Aim of the exercise »
Using the data below, show every line where the word "peterbarker" occurs.
START Extracted data
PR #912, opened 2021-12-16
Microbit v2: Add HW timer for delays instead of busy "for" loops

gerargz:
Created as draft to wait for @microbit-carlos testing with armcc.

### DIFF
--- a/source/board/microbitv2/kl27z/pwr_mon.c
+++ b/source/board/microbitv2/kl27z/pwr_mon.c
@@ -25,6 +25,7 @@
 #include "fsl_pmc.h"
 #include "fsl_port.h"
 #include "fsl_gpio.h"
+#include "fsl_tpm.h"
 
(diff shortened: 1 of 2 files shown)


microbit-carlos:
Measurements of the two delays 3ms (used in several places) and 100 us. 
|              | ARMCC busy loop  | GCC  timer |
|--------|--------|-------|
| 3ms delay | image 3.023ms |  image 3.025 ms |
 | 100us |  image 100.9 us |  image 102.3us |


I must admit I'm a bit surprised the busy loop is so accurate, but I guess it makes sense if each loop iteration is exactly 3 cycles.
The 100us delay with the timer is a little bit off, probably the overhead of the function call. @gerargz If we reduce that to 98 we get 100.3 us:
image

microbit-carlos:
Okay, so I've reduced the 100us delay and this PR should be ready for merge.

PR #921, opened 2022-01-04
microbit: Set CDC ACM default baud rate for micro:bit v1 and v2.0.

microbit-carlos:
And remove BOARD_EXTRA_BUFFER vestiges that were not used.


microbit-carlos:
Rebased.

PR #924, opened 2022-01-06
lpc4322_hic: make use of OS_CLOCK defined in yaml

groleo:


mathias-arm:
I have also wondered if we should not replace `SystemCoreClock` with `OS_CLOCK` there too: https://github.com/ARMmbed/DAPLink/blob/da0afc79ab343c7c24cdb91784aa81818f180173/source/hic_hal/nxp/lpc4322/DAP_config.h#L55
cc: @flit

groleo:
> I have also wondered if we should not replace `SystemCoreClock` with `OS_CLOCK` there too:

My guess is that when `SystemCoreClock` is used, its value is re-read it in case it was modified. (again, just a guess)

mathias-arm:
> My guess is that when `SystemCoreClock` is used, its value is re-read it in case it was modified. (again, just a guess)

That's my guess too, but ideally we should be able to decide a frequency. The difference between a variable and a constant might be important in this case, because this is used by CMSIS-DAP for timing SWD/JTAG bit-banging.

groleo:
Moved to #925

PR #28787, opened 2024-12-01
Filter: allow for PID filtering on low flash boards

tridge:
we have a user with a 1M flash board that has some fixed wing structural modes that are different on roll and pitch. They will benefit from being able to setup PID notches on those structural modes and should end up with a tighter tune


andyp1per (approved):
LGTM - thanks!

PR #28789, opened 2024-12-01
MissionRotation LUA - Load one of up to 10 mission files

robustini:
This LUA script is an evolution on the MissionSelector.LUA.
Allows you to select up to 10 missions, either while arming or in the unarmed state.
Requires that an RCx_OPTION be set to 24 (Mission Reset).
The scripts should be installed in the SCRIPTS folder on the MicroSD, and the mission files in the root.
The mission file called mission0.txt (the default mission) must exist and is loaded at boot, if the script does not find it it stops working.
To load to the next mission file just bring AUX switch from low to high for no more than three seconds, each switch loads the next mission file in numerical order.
END Extracted data
START Extracted data
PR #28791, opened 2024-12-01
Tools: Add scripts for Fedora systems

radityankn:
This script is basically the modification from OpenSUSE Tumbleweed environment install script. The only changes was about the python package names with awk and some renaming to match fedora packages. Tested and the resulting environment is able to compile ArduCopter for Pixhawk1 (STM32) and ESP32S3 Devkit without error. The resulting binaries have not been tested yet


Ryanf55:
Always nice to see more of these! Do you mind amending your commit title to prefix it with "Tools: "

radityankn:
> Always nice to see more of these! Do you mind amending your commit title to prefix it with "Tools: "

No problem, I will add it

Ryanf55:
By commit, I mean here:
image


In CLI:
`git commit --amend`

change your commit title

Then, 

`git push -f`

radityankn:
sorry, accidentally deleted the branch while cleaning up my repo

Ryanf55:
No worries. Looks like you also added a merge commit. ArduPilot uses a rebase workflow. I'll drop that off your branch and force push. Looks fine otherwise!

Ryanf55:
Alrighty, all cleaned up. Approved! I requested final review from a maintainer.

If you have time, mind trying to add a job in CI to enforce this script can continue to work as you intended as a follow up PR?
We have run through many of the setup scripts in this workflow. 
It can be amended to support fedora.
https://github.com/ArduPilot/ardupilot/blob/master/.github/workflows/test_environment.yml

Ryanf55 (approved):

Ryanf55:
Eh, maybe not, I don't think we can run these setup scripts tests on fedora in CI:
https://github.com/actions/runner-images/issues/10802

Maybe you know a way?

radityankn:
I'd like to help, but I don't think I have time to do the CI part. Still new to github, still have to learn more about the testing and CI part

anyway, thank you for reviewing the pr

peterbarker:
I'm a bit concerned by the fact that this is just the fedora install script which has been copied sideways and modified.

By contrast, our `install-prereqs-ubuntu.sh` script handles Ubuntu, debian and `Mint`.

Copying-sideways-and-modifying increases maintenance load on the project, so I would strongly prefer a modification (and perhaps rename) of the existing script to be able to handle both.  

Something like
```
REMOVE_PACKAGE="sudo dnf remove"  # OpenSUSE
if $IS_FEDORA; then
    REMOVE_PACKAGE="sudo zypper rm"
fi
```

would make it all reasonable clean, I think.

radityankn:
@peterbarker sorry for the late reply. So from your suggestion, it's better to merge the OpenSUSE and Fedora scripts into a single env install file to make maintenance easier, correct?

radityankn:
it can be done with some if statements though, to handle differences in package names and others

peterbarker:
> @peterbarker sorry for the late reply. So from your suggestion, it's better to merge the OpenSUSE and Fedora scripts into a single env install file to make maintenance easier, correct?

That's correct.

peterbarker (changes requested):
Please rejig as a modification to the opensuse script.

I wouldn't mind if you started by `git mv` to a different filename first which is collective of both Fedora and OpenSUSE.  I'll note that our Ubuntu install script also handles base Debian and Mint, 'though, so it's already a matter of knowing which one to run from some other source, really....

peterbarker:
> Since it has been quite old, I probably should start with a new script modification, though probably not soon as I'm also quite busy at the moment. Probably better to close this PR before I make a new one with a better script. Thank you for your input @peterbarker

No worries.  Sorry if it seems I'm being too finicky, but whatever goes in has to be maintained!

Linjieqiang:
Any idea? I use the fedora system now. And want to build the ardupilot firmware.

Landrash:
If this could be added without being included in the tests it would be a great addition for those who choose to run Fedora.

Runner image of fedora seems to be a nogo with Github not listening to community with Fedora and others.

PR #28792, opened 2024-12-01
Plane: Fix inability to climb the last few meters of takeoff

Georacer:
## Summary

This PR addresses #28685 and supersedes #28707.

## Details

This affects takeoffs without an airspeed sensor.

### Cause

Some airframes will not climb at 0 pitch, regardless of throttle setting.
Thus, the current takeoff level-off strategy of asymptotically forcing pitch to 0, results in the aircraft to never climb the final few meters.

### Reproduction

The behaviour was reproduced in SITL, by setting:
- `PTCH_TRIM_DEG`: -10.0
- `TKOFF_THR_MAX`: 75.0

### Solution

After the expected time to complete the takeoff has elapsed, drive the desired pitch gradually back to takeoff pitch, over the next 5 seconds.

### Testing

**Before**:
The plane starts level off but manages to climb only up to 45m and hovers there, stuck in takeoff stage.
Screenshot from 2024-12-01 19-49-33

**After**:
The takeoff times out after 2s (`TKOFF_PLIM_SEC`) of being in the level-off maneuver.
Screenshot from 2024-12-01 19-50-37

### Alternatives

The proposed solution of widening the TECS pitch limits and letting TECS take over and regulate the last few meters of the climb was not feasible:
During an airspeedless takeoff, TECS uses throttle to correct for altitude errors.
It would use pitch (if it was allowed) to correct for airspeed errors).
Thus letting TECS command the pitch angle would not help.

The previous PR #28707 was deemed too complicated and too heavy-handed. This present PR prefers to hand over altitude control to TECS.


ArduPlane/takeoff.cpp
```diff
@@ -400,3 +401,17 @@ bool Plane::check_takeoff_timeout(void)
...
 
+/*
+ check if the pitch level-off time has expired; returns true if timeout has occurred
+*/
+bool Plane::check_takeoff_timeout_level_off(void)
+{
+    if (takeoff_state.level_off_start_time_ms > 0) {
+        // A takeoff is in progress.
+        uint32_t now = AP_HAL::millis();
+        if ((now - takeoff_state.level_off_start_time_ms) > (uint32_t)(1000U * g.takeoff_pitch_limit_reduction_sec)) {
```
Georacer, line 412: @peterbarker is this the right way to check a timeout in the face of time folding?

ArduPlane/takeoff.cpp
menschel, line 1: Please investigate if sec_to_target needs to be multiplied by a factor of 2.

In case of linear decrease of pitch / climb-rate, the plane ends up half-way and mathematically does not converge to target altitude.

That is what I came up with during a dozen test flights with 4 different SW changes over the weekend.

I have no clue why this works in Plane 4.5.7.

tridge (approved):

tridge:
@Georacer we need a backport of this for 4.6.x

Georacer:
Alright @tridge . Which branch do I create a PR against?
END Extracted data
Solution to this task »
peterbarker:
@peterbarker sorry for the late reply. So from your suggestion, it's better to merge the OpenSUSE and Fedora scripts into a single env install file to make maintenance easier, correct?
peterbarker:
> @peterbarker sorry for the late reply. So from your suggestion, it's better to merge the OpenSUSE and Fedora scripts into a single env install file to make maintenance easier, correct?
peterbarker (changes requested):
peterbarker:
> Since it has been quite old, I probably should start with a new script modification, though probably not soon as I'm also quite busy at the moment. Probably better to close this PR before I make a new one with a better script. Thank you for your input @peterbarker
Georacer, line 412: @peterbarker is this the right way to check a timeout in the face of time folding?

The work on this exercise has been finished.